Heh. No, I was ball-parking. I would include Lennon-McCartney. They DID write most of Rubber Soul, did they not? If you want to go back to 1959, I'm cool with that too.
As long as Brian Wilson gets consideration for his writing prior to Pet Sounds (1966), Rubber Soul makes a pretty sensible starting point.
Why would we exclude the first five Beatles albums and Satisfaction from consideration?
You have to draw the cut-off somewhere for any competition. Do you want to include Hank Williams Sr.? Woodie Guthrie? Rogers & Hammerstein? The Gershwins? Robert Johnson? Beethoven?
I'm cool with drawing the line roughly at the start of the singer-songwriter era. My initial comment was aimed conceptually at the start of "albums" as (allegedly) cohesive works of art. I'm not sure The Freewheelin' Bob Dylan really counts as a cohesive work of art so much as a convenient playlist. But I didn't intend to cut off the works of artists whose output spanned the singles-oriented period in pop music and the start of the "album" period.
1965 marks the publication of Rubber Soul, Highway 61 Revisited, A Love Supreme, The Angry Young Them, Maiden Voyage, and two Sun Ra albums (The Magic City and The Heliocentric Worlds of Sun Ra), among others. A momentous year in rock and jazz, (although one could pretty reasonably argue that the "album" form for jazz emerged quite a bit earlier), so it's a reasonably convenient, rough starting point. I wanted to avoid arguments about Tin Pan Alley hit machines and I didn't really want to do battle with the Holland-Dozier-Holland or Goffin-King type of top-40 writing machines.

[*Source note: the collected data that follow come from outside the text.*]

PR #191, opened 2020-03-17
Add a failing test case for rulesheet plugin in combination with prefixed keyframes

Andarist:
Problem is that the return property contains both prefixed and original keyframes in a single string after being processed by `stringify`:
```js
{
    value: '@keyframes foo',
    root: null,
    type: '@keyframes',
    props: [ 'foo' ],
    children: [ [Object], [Object] ],
    line: 1,
    column: 54,
    length: 0,
    prefix: '@-webkit-keyframes foo{from{width:0;}to{width:1;}}',
    return: '@-webkit-keyframes foo{from{width:0;}to{width:1;}}@keyframes foo{from{width:0;}to{width:1;}}'
}
```
and this gets passed to the `rulesheet` plugin as a single rule which is incorrect.

### DIFF
--- a/test/Middleware.js
+++ b/test/Middleware.js
@@ -4,8 +4,13 @@ const stack = []
 
 describe('Middleware', () => {
 	test('rulesheet', () => {
-  	serialize(compile(`.user{h1 {width:0;} @media{width:1;}}`), middleware([stringify, rulesheet(value => stack.push(value))]))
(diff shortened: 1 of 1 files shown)


Andarist:
This has been fixed by https://github.com/thysultan/stylis.js/pull/195/commits/666f4b674a922884580fe3a61e93c2d965b58a4a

Why not start with the beginning of the British invasion. 1964.
Why not start with the beginning of the British invasion. 1964.
I think this would depend on exactly what the parameters of the list/discussion are. If we accept
as the frame for the discussion, I think Rubber Soul is a fair starting point with perhaps a couple of allowances for pre-1965 work (recognized as "pioneering efforts" in album-oriented pop/rock, if you like). However, if this is a discussion of the "Top five songwriters of the last 50 years," period - in any genre - then I think you have to start it in 1959, lest folks like Roy Orbison and Willie Nelson (just to name two extremely talented songwriters) get screwed out of several major pre-1965 hit songs.
FWIW, the Boss's favorite magazine, Rolling Stone had this to say about the top 500 albums of all time (as of 2003):
That puts a big fat gold star next to Lennon/McCartney, Dylan, Jagger/Richards, Springsteen, Townshend, John/Taupin, and Bowie, respectively. You can't very easily take pot shots at the magazine without threatening the whole list.
Granted, the whole list is pretty narrow, in that it emphasizes album-oriented rock. But there it is.
Ok... this time I will agree with SBG. I can respect some of Bruce's efforts, but this is not one. I would have traded the triangle for more cowbell. Oh, I don't know, in terms of story tellers, I would rank Bruce Springsteen right up there with
John Cougar Mellencamp,John Cougar, John Mellencamp... aww wtf is his name again? Which is to say that he doesn't rate in my top 50 that I can think of off hand.However, I do respect Bruce for the kick @ss introduction he gave U2 at their Rock and Roll Hall of Fame induction. His description of the band and the individual players was spot on and entertaining.
BTW, I have not yet listened to this track. I will take a listen tonight and add my rating then.